UDPClients and serialization formaters

  • Thread starter Thread starter M D
  • Start date Start date
M

M D

How do I get a stream in to a datagram and back out again? Problem is I
want to use a struck for an interprocess communication but I need to
parse the datagram to discover if the struct is what's being sent. Yet
Microsoft seems to think all serialization is to be done via streams and
datagrams via byte arrays.

thx
md
 
M D said:
How do I get a stream in to a datagram and back out again? Problem is I
want to use a struck for an interprocess communication but I need to
parse the datagram to discover if the struct is what's being sent. Yet
Microsoft seems to think all serialization is to be done via streams and
datagrams via byte arrays.

Yes because thats what makes the most sense for each. You can take the stream
and have it written to a byte array and vice versa. But the serialization is
likely to be too big for a UDP packet.


--
Chad Z. Hower (a.k.a. Kudzu) - http://www.hower.org/Kudzu/
"Programming is an art form that fights back"

Empower ASP.NET with IntraWeb
http://www.atozed.com/IntraWeb/
 
M said:
How do I get a stream in to a datagram and back out again? Problem
is I want to use a struck for an interprocess communication but I
need to parse the datagram to discover if the struct is what's being
sent. Yet Microsoft seems to think all serialization is to be done
via streams and datagrams via byte arrays.
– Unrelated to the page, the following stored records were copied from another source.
Issue #919, opened 2014-09-02
own colour for each leisure type (sport)


Newbie07:
I have sports_centre with lots of different pitches and tracks and a stadium. But stadium and sport_centre have the same colour.
1. Please assign different colours to stadium and sport_centre
2. Additionally leisure=sports_centre and building=\* should be rendered differently than building=yes

Thanks

oddityoverseer13:
One thing to note for this issue is some fields support multiple sports. Those can be tagged with either sport=multi or sport=sport1;sport2

kocio-pl:
> a outline could work but might also interfere with barrier=fence.

They have an outline defined and it's lighter than barriers:
https://github.com/gravitystorm/openstreetmap-carto/blob/9d5795de44d6ea4c3545ed7e03c8e2d2d47e1d15/landcover.mss#L577-L580

kocio-pl:
I don't think we have enough colors for this, so I will close it. Leisure/sport areas have light green currently and it's not so hard to distinguish them by icon and size most of the time, but it's not possible to use more colors for them. The more important thing is to know that light green is for leisure and sport in general.

PR #2954, opened 2017-11-22
Change sports_centre and stadium color to green

kocio-pl:
Now that we use light green for different small leisure areas, we could use it also for big ones, as they typically don't overlap. 

That unification would also offload societal_amenities color a bit (so we have less problem defining what it really is) and tie green color closer with the physical activities, which makes the system more predictable.

Examples in Warsaw (with different landuses around):

Before
hr2sr3by
After
qgxsvwqh

Before
ao4jenlr
After
8ix4kxxz

Before
obc7earf
After
ru3lypoj

Before
e01zrfvz
After
marl4vhc

### DIFF
--- a/landcover.mss
+++ b/landcover.mss
@@ -61,7 +61,7 @@
 
 @pitch: #aae0cb; // also track
 @track: @pitch;
-@stadium: @societal_amenities; // also sports_centre
+@stadium: @leisure; // also sports_centre
 @golf_course: #b5e3b5;
 
 #landcover-low-zoom[zoom < 10],


kocio-pl:
Additional question: should we use italic font for such names? Is it kind of standard for areas (you can see it with school, park, residential and allotments)?

lakedistrictOSM:
This looks good, it makes it different from schools and hospitals now. Italics are probably a good idea until we introduce a symbol.

Will this PR change the way leisure=sports_centre + building=yes is rendered?

kocio-pl:
No, it changes a color only in the places, where yellowish is visible now.

polarbearing:
You mean it would bring us closer to render societal amenities campuses, ref #1624 ?

I did not like the yellow for sports so much (which happened only recently #2071), thus the green is better. It still does not distinguish a stadium within a surrounding sports_centre #919.

PR #2964, opened 2017-11-30
Better shades for recreation_ground and other green areas

### LINKED ISSUE #2956: Shade of green for recreation_ground
It looks like landuse=recreation_ground is currently defined twice:

https://github.com/gravitystorm/openstreetmap-carto/blob/f3adce26d6bbfbd0d5f260753527e09b2fb7e965/landcover.mss#L253-L260

https://github.com/gravitystorm/openstreetmap-carto/blob/f3adce26d6bbfbd0d5f260753527e09b2fb7e965/landcover.mss#L332-L344

And it's supposed to be the same as park if we look at the color variables:
https://github.com/gravitystorm/openstreetmap-carto/blob/f3adce26d6bbfbd0d5f260753527e09b2fb7e965/landcover.mss#L7

but it effectively renders as grass.

I think we should really use park or leisure color here (see #2954). Which one do you think would be better?

kocio-pl:
Resolves #2956.

This should make the use of green backgrounds more consistent:
- `landuse=recreation_ground` and `leisure=recreation_ground` should look the same and use leisure green
- `leisure=garden` should use park green

[Update:] `leisure=common` changes are reverted (needs additional discussion)

landuse=recreation_ground
Before
a0b_vfza
After
stogufma

leisure=recreation_ground
Before
g6vxnl91
After
qpnahivb

leisure=garden
Before
g2hddlgc
After
b fesehn

### DIFF
--- a/landcover.mss
+++ b/landcover.mss
@@ -1,10 +1,10 @@
 // --- Parks, woods, other green things ---
 
-@grass: #cdebb0; // also meadow, common, garden, village_green
+@grass: #cdebb0; // also grassland, meadow, common, village_green
 @scrub: #b5e3b5;
 @forest: #add19e;       // Lch(80,30,135)
 @forest-text: #46673b;  // Lch(40,30,135)
-@park: #c8facc;         // Lch(94,30,145) also recreation_ground
+@park: #c8facc;         // Lch(94,30,145) also garden
 @orchard: #aedfa3; // also vineyard, plant_nursery
 
 // --- "Base" landuses ---
@@ -97,6 +97,8 @@
     [way_pixels >= 64] { polygon-gamma: 0.3;  }
   }
 
+  [feature = 'leisure_recreation_ground'][zoom >= 10],
+  [feature = 'landuse_recreation_ground'][zoom >= 10],
   [feature = 'leisure_playground'][zoom >= 13],
   [feature = 'leisure_fitness_station'][zoom >= 13] {
     polygon-fill: @leisure;
@@ -251,7 +253,7 @@
   }
 
   [feature = 'leisure_park'],
-  [feature = 'leisure_recreation_ground'] {
+  [feature = 'leisure_garden'] {
     [zoom >= 10] {
       polygon-fill: @park;
       [way_pixels >= 4]  { polygon-gamma: 0.75; }
@@ -332,10 +334,8 @@
   [feature = 'landuse_meadow'],
   [feature = 'natural_grassland'],
   [feature = 'landuse_grass'],
-  [feature = 'landuse_recreation_ground'],
   [feature = 'landuse_village_green'],
-  [feature = 'leisure_common'],
-  [feature = 'leisure_garden'] {
+  [feature = 'leisure_common'] {
     [zoom >= 10] {
       polygon-fill: @grass;
       [way_pixels >= 4]  { polygon-gamma: 0.75; }


matthijsmelissen:
+1

I'd be happy with dropping leisure=common altogether though (due to it's overlap with different tags, UK-centered definition, and misuse of the tag both in and outside the UK).

landcover.mss
```diff
@@ -251,14 +254,14 @@
...
-  [feature = 'leisure_recreation_ground'] {
+  [feature = 'leisure_garden'] {
     [zoom >= 10] {
       polygon-fill: @park;
       [way_pixels >= 4]  { polygon-gamma: 0.75; }
       [way_pixels >= 64] { polygon-gamma: 0.3;  }
     }
   }
-
+
```
matthijsmelissen: You're introducing spurious whitespace

matthijsmelissen:
Do the labels need changing color too?

kocio-pl:
> I'd be happy with dropping leisure=common altogether though (due to it's overlap with different tags, UK-centered definition, and misuse of the tag both in and outside the UK).

i think it's better to make people aware of the problem on the Tagging list before doing this, since it has ~57k uses, but you're right, it's really not clear scheme.

kocio-pl:
BTW - what about landuse=village_green (86k uses)? It is also rather local historical quirk and for example in Poland it was misused as a city green too because of a broken translation. Maybe we should make another ticket for them, what do you think?

> Do the labels need changing color too?

Probably yes, i will check it later.

matthijsmelissen:
Yes, landuse=village_green should be abandoned too (in coordination with tagging@).

kocio-pl:
Just a history snapshot then:

taghistory 9

and a link to discussion:

https://lists.openstreetmap.org/pipermail/tagging/2017-November/thread.html#34274

polarbearing:
The issue with ```village_green``` are related to the refusal #2548 to render ```landcover=*```.

kocio-pl:
I have removed leisure=common changes, as it needs a discussion on the list first. 

Label colors are the same in this group, so they don't need any change.

drkludge:
I disagree with abandoning landuse=village_green.  The first time I saw village_green it was described as an area set aside.  I have not see the English legal description until now.  I'd rather clear up the definition for areas outside of England.

image

You see I have areas like this one.  It was tagged as a park years ago but that implies that the city maintains the area as such.  Nope that is not the use.  It really is a buffer.  But the retention basin use is .05 percent of the year.  The real use is a green area that has been set aside so that a land developer is not creating ticky tack subdivisions of houses crowded upon houses.  Also note that the land developer had to set aside a path to the larger park north of the second picture.  landuse=village_green is perfect for this area as the area is more than just a retention basin.  As the area stands now tagged with leisure=park, the area is just another Pokemon spawn point.

image

dieterdreist:
2017-12-11 1:15 GMT+01:00 drkludge <notifications@github.com>:

> You see I have areas like this one. It was tagged as a park years ago but
> that implies that the city maintains the area as such.



From the picture I would also say park, and no, it doesn't imply the city
maintains the area.



> Nope that is not the use. It really is a buffer. But the retention basin
> use is .05 percent of the year.



being a park also a buffer/rentention basin isn't an issue either.

chrisfleming:
sorry jumping in on this late. I generally liked the difference in colours between gardens which tend to be private and parks which are generally public. So it was possible to identify public parks versus private gardens.   Also I think that the old garden colour worked better with buildings, hence looked good when mapoping private gardens?

polarbearing:
garden and park says nothing about public or private. You would need access tagging for this.

matkoniecz:
#3022 requested partial revert, people that commented here may wish to comment at this ticket

Issue #2965, opened 2017-11-30
Bus Guideways disappear at z12 and less


SomeoneElseOSM:
As noted elsewhere, there aren't too many of these in OSM at the moment, but it would make sense to show them at z11 and z12.  Here's Cambridge at z12 now:

http://www.openstreetmap.org/#map=12/52.2625/0.0359

The guided busway to St Ives is as big a feature in the landscape as (say) the railway line out through Cherry Hinton, it would make sense to render it.  Currently there's no rendering below z13:

https://github.com/gravitystorm/openstreetmap-carto/blob/master/roads.mss#L2582

but adding this to cover z11 and z12 would be a big improvement:

    [zoom >= 11][zoom < 13] {
      line-width: 0.6;
      line-color: #6666ff;
      [zoom >= 12] { line-width: 1; }
    }

as per

https://github.com/SomeoneElseOSM/openstreetmap-carto-AJT/blob/master/roads.mss#L3094

This doesn't fix the other problems with guideways (due I suspect to it being in its own layer): https://github.com/gravitystorm/openstreetmap-carto/issues/2489 https://github.com/gravitystorm/openstreetmap-carto/issues/2897 , but it's a start.

matthijsmelissen:
In general that rendering is quite awful.

kocio-pl:
I don't see what's wrong with using railway scheme in the bus-related color?

matthijsmelissen:
The bus guideway is now the most dominant feature on z13.

SomeoneElseOSM:
> In general that rendering is quite awful.

Hehe - why don't you say what you really think :)

> The bus guideway is now the most dominant feature on z13.

Yes - the problem seems to be that the "guideways" layer used the railway line characteristics at z13 but with another colour, and did not take into account how much more "in your face" #6666ff looks when compared to the darkish grey used for railway=rail.

> I don't see what's wrong with using railway scheme in the bus-related color?

FWIW that's what I've done in the style that I look after - send it through as "railway=bus_guideway" (mainly to make the selection in the .mml a bit easier to understand) and use the existing railway code to handle bridges and tunnels etc.  I used #6699ff as a "less in your face colour" (though that may not work with the different water colours that OSM Carto uses) and, as above, used a significantly narrower line at zooms < 13 so that the Cambridge bus guideway is "about as obvious at those zooms as an unclassified road".

kocio-pl:
[...]

PR #2966, opened 2017-12-03
Bus Guideways

SomeoneElseOSM:
Make them visible from z11, but not have them dominate the map.
Involves a colour change the also affects other zoom levels.
Resolves https://github.com/gravitystorm/openstreetmap-carto/issues/2965 .

### DIFF
--- a/roads.mss
+++ b/roads.mss
@@ -2579,9 +2579,14 @@ tertiary is rendered from z10 and is not included in osm_planet_roads. */
 }
 
 #guideways {
+  [zoom >= 11][zoom < 13] {
+    line-width: 0.6;
+    line-color: #6699ff;
+    [zoom >= 12] { line-width: 1; }
+  }
   [zoom >= 13] {
     line-width: 3;
-    line-color: #6666ff;
+    line-color: #6699ff;
     line-join: round;
     b/line-width: 1;
     b/line-color: white;
--- a/project.mml
+++ b/project.mml
@@ -1067,7 +1067,7 @@ Layer:
           WHERE highway = 'bus_guideway'
         ) AS guideways
     properties:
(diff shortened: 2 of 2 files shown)


kocio-pl:
Please add the rendering here (I guess you did it in the #2965, but I'm not sure).

SomeoneElseOSM:
Yes, see https://github.com/gravitystorm/openstreetmap-carto/issues/2965 for the examples of the rendering at z11, z12, z13 and z18.

kocio-pl:
I think it's always better to just include them here to make it clear (and before/after would be good too):

z11
camb_guideway_11_1
z12
camb_guideway_12_1
z13
camb_guideway_13_1
z18
camb_guideway_18_1

roads.mss
```diff
@@ -2579,9 +2579,14 @@ tertiary is rendered from z10 and is not included in osm_planet_roads. */
 }
 
 #guideways {
+  [zoom >= 11][zoom < 13] {
```
kocio-pl: I guess `[zoom < 13] ` is not needed, because next condition will just take over.

SomeoneElseOSM: It's actually just a cut and paste effect (I got that line of code from the railway code where "low zoom" is handled separately), but yo could also call it defensive coding :)

Interestingly, less mapnik.xml is created with the extra test, so I'm inclined to leave it in:

with:
wc mapnik.xml
45390  161881 2617683 mapnik.xml

without:
wc mapnik.xml
45396  161894 2618000 mapnik.xml

matthijsmelissen:
@SomeoneElseOSM Thanks!

SomeoneElseOSM:
Thanks for merging!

Serialize to a MemoryStream, call ToArray() and send it in UDP friendly
chunks.

Cheers,
 
How friendly is a UDP chunk. I'm talking about a struct of 6 32-bit
numbers (ints & floats), its overhead and whatever headier info I put on
it. Seems like not a very long array.

And on the flip side I go Array.ToStream() fed into a binary
deserializer?

thx
md
 
M D said:
How friendly is a UDP chunk. I'm talking about a struct of 6 32-bit
numbers (ints & floats), its overhead and whatever headier info I put on

Thats fine. Generally anything under 1k is always acceptable, and even higher
is often ok. It depends on your network really.
And on the flip side I go Array.ToStream() fed into a binary
deserializer?

There are many ways.



--
Chad Z. Hower (a.k.a. Kudzu) - http://www.hower.org/Kudzu/
"Programming is an art form that fights back"

Develop ASP.NET applications easier and in less time:
http://www.atozed.com/IntraWeb/
 
Chad said:
Thats fine. Generally anything under 1k is always acceptable, and
even higher is often ok. It depends on your network really.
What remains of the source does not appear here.